Pancreaticoduodenectomy (Whipple procedure): This is the most common operation to remove a cancer of the exocrine pancreas. It is also sometimes used to treat pancreatic NETs.
Video (Whipple): https://www.youtube.com/watch?v=4Zxvm3MSb8k
During this operation, the surgeon removes the head of the pancreas and sometimes the body of the pancreas as well. Nearby structures such as part of the small intestine, part of the bile duct, the gallbladder, lymph nodes near the pancreas, and sometimes part of the stomach are also removed. The remaining bile duct and pancreas are then attached to the small intestine so that bile and digestive enzymes can enter the small intestine. The pieces of the small intestine (or the stomach and small intestine) are then reattached as well so that food can pass through the digestive tract.
In the best of hands, many patients still suffer complications from the surgery. These can include:
- Leaking from the various connections among organs that the surgeon has to make.
- Trouble with the stomach emptying itself after eating.
Other, longer-term complications can include weight loss, trouble digesting some foods, changes in bowel habits, and diabetes in some people.
Distal pancreatectomy: In this operation, the surgeon removes only the tail of the pancreas or the tail and a portion of the body of the pancreas. The spleen is usually removed as well.
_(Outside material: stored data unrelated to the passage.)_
PR #1062, opened 2019-09-16
Use Leo TraceId

rtitle:
Note the target of this PR is https://github.com/DataBiosphere/leonardo/pull/1061/. See https://github.com/DataBiosphere/leonardo/pull/1061/#discussion_r324776435 for context. This makes Mockito happy by matching a non-value object. Feel free to use or not.

In all cases:

### DIFF
--- a/http/src/main/scala/org/broadinstitute/dsde/workbench/leonardo/model/LeonardoModel.scala
+++ b/http/src/main/scala/org/broadinstitute/dsde/workbench/leonardo/model/LeonardoModel.scala
@@ -384,6 +384,8 @@ object ExtensionType extends Enum[ExtensionType] {
   case object LabExtension extends ExtensionType
 }
 
+case class TraceId(uuid: UUID)
+
 object LeonardoJsonSupport extends SprayJsonSupport with DefaultJsonProtocol {
   implicit object URLFormat extends JsonFormat[URL] {
     def write(obj: URL) = JsString(obj.toString)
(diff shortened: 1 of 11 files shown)


http/src/main/scala/org/broadinstitute/dsde/workbench/leonardo/model/LeonardoModel.scala
```diff
@@ -384,6 +384,8 @@ object ExtensionType extends Enum[ExtensionType] {
   case object LabExtension extends ExtensionType
 }
 
+case class TraceId(uuid: UUID)
```
Qi77Qi, line 387: just curious, why does using a separate data type fixes the null pointer exception?

rtitle: I think because it's not a value object

rtitle: Compare with https://github.com/broadinstitute/workbench-libs/blob/develop/model/src/main/scala/org/broadinstitute/dsde/workbench/model/models.scala#L6

Qi77Qi: sorry forgot to comment back here...I saw the other comment :)

rtitle:
I see this was merged... @Qi77Qi came up with a better solution, probably want to back this out :)

PR #1064, opened 2019-09-17
[IA-1363] Cluster creation failing for new projects

rtitle:
See https://broadworkbench.atlassian.net/browse/IA-1363.

This makes it try to use `service-[project-number]@dataproc-accounts.iam.gserviceaccount.com` if it exists; falling back to `[project-number]@cloudservices.gserviceaccount.com` for granting IAM roles.

I will test this on a fiab.

In all cases:

### DIFF
--- a/http/src/main/scala/org/broadinstitute/dsde/workbench/leonardo/dao/google/GoogleComputeDAO.scala
+++ b/http/src/main/scala/org/broadinstitute/dsde/workbench/leonardo/dao/google/GoogleComputeDAO.scala
@@ -23,8 +23,6 @@ trait GoogleComputeDAO {
 
   def getComputeEngineDefaultServiceAccount(googleProject: GoogleProject): Future[Option[WorkbenchEmail]]
 
-  def getGoogleApiServiceAccount(googleProject: GoogleProject): Future[Option[WorkbenchEmail]]
-
   def getProjectNumber(googleProject: GoogleProject): Future[Option[Long]]
 
   def setMachineType(instanceKey: InstanceKey, newMachineType: MachineType): Future[Unit]
--- a/http/src/main/scala/org/broadinstitute/dsde/workbench/leonardo/util/ClusterHelper.scala
+++ b/http/src/main/scala/org/broadinstitute/dsde/workbench/leonardo/util/ClusterHelper.scala
@@ -61,7 +61,7 @@ class ClusterHelper(dbRef: DbReference,
     } getOrElse IO.unit
 
     // TODO: replace this logic with a group based approach so we don't have to manipulate IAM directly in the image project.
-    // See <jira>
+    // See https://broadworkbench.atlassian.net/browse/IA-1364
     //
     // Add the Compute Image User role in the image project to the Google API service account.
     // This is needed in order to use a custom dataproc VM image.
--- a/http/src/main/scala/org/broadinstitute/dsde/workbench/leonardo/util/ClusterHelper.scala
+++ b/http/src/main/scala/org/broadinstitute/dsde/workbench/leonardo/util/ClusterHelper.scala
@@ -89,30 +89,21 @@ class ClusterHelper(dbRef: DbReference,
     List(dataprocWorkerIO, computeImageUserIO).parSequence_
   }
 
-  // Service account email format documented in:
-  // https://cloud.google.com/iam/docs/service-accounts#google-managed_service_accounts
-  private[leonardo] def googleApiServiceAccount: Long => WorkbenchEmail = projectNumber =>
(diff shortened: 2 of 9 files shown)


http/src/main/scala/org/broadinstitute/dsde/workbench/leonardo/dao/google/GoogleComputeDAO.scala
```diff
@@ -23,8 +23,6 @@ trait GoogleComputeDAO {
 
   def getComputeEngineDefaultServiceAccount(googleProject: GoogleProject): Future[Option[WorkbenchEmail]]
 
-  def getGoogleApiServiceAccount(googleProject: GoogleProject): Future[Option[WorkbenchEmail]]
```
rtitle, line 26: I figured this didn't really belong in `GoogleComputeDAO` -- I moved this logic to `ClusterHelper`

http/src/test/scala/org/broadinstitute/dsde/workbench/leonardo/CommonTestData.scala
```diff
@@ -198,6 +198,12 @@ trait CommonTestData{ this: ScalaFutures =>
   protected def modifyInstanceKey(instanceKey: InstanceKey): InstanceKey = {
     instanceKey.copy(name = InstanceName(instanceKey.name.value + "_2"))
   }
+
+  protected class LeoMockGoogleIamDAO extends MockGoogleIamDAO {
```
rtitle: The wb-libs `MockGoogleIamDAO` didn't have quite the right behavior for `findServiceAccount`, so I extended it here.

http/src/main/scala/org/broadinstitute/dsde/workbench/leonardo/util/ClusterHelper.scala
```diff
@@ -88,6 +89,32 @@ class ClusterHelper(dbRef: DbReference,
...
+    val findDataprocServiceAccount = findSA compose dataprocServiceAccount
+
+    (for {
+      number <- OptionT(IO.fromFuture(IO(googleComputeDAO.getProjectNumber(googleProject))))
+      // use dataproc service account if it exists; otherwise fall back to the API service account
+      precedence = (findDataprocServiceAccount, findGoogleApiServiceAccount).mapN(_ orElse _)
+      sa <- precedence(number)
+    } yield sa).value
+  }
+
```
Qi77Qi, line 104: this code is a bit hard to read without IDE...I kinda prefer something like 
```
    for {
      projectNumber <- OptionT.liftF(IO.fromFuture(IO(googleComputeDAO.getProjectNumber(googleProject))))
      apiSA = WorkbenchEmail(s"$projectNumber@dataproc-accounts.iam.gserviceaccount.com")
      dataprocSA = WorkbenchEmail(s"service-$projectNumber@dataproc-accounts.iam.gserviceaccount.com")
      sa <- findSA(dataprocSA) orElse findSA(apiSA)
    } yield sa
```

rtitle: updated

kyuksel (approved):
Changes look good 👍 I couldn't be sure though, where we're testing whether the piece of the logic

```scala
val transformed = for {
      projectNumber <- OptionT(IO.fromFuture(IO(googleComputeDAO.getProjectNumber(googleProject))))
      apiSA = WorkbenchEmail(s"$projectNumber@cloudservices.gserviceaccount.com")
      dataprocSA = WorkbenchEmail(s"service-$projectNumber@dataproc-accounts.iam.gserviceaccount.com")
      sa <- findSA(dataprocSA) orElse findSA(apiSA)
    } yield sa
```
that picks `apiSA` vs. `dataprocSA` works the right way.

rtitle:
Thanks @kyuksel. Good point, we're probably not verifying that in a unit test because we're using mock IAM DAOs which always return `Some(sa)`. I could see about adding a unit test for this (may be in a separate PR).

Right now I am verifying the functionality on a fiab.

Qi77Qi (approved):

rtitle:
@Qi77Qi @kyuksel the logic with `findSA(..) orElse findSA(..)` was not really working. I changed the logic to just add IAM entries for _both_ service accounts. It's more IAM we need to manage but this should hopefully go away when we switch to a group-based approach.

I'm retesting in a fiab.

rtitle:
jenkins retest

rtitle:
jenkins retest

rtitle:
This seems to work based on fiab testing

rtitle:
`java.lang.OutOfMemoryError: Metaspace` :(

jenkins retest

Issue #167, opened 2018-01-29
Store deleted-by user in Clusters table and pass that value to authProvider.notifyClusterDeleted()


jmthibault79:
I got lazy in #139 and didn't pass the actual user deleting the cluster to the AuthProvider because it wasn't available to the ClusterMonitorActor.  This isn't an immediate concern because the only extant implementation (SamAuthProvider) doesn't use this information, but we should come back to this because it means fulfilling the contract we're making in the interface.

This operation is used more often to treat PNETs found in the tail and body of the pancreas. It is seldom used to treat cancers of the exocrine pancreas because these tumors have usually already spread by the time they are found.
Total pancreatectomy: This operation was once used for tumors in the body or head of the pancreas. It removes the entire pancreas and the spleen. It is now seldom used to treat exocrine cancers of the pancreas because there doesn’t seem to be an advantage in removing the whole pancreas.
It is possible to live without a pancreas. But when the entire pancreas is removed, people are left without any islet cells, the cells that make insulin and other hormones that help maintain blood sugar levels. These people develop diabetes, which can be hard to manage because they are totally dependent on insulin shots. People who have had this surgery also need to take pancreatic enzyme pills to help them digest certain foods.
Many clinical trials are testing new combinations of chemotherapy drugs for pancreatic cancer. Studies have looked to see if combining gemcitabine with other drugs would help patients live longer. For example, adding capecitabine (Xeloda) to gemcitabine seems to help some patients. The combination of gemcitabine, irinotecan, and celecoxib (an arthritis drug) also shows promise.
Other studies are testing the best ways to combine chemotherapy with radiation therapy or newer targeted therapies.
Some current studies are looking at different ways to give radiation to treat exocrine pancreas cancer. These include intraoperative radiation therapy (in which a single large dose of radiation is given to the pancreas in the operating room at the time of surgery) and proton beam radiation (which uses a special type of radiation that might do less damage to nearby normal cells).
As researchers have learned more about what makes pancreatic cancer cells different from normal cells, they have developed newer drugs that should be able exploit these differences by attacking only specific targets. These targeted therapies may provide another option for treating pancreatic cancer. They may prove to be useful along with, or instead of, current treatments. In general, they seem to have fewer side effects than traditional chemo drugs. Looking for new targets to attack on cancers is an active area of research.
Growth factor inhibitors: Many types of cancer cells, including pancreatic cancer cells, have certain molecules on their surface that help them grow. These molecules are called growth factor receptors. One example is epidermal growth factor receptor (EGFR). Several drugs that target EGFR are now being studied. One, known as erlotinib (Tarceva), is already approved for use along with gemcitabine.
Anti-angiogenesis factors: All cancers depend on new blood vessels to nourish their growth. To block the growth of these vessels and thereby starve the tumor, scientists have developed anti-angiogenesis drugs. These are being studied in clinical trials for patients with pancreatic cancer.
Drugs that target the tumor stroma (supporting tissue): Pancreatic cancer does not always respond well to chemotherapy. One reason may be the dense surrounding supportive tissue (stroma) in the tumor. The stroma seems to form a barrier that helps protect the cancer cells from the effects of chemo drugs. Researchers are now looking at drugs that attack the stroma directly to help break it down. This might allow chemo or other drugs to be more effective.
Other targeted therapies: Many drugs targeting other aspects of cancer cells are now being studied for use in pancreatic cancer. Some of these drugs, such as sunitinib (Sutent), have several different targets.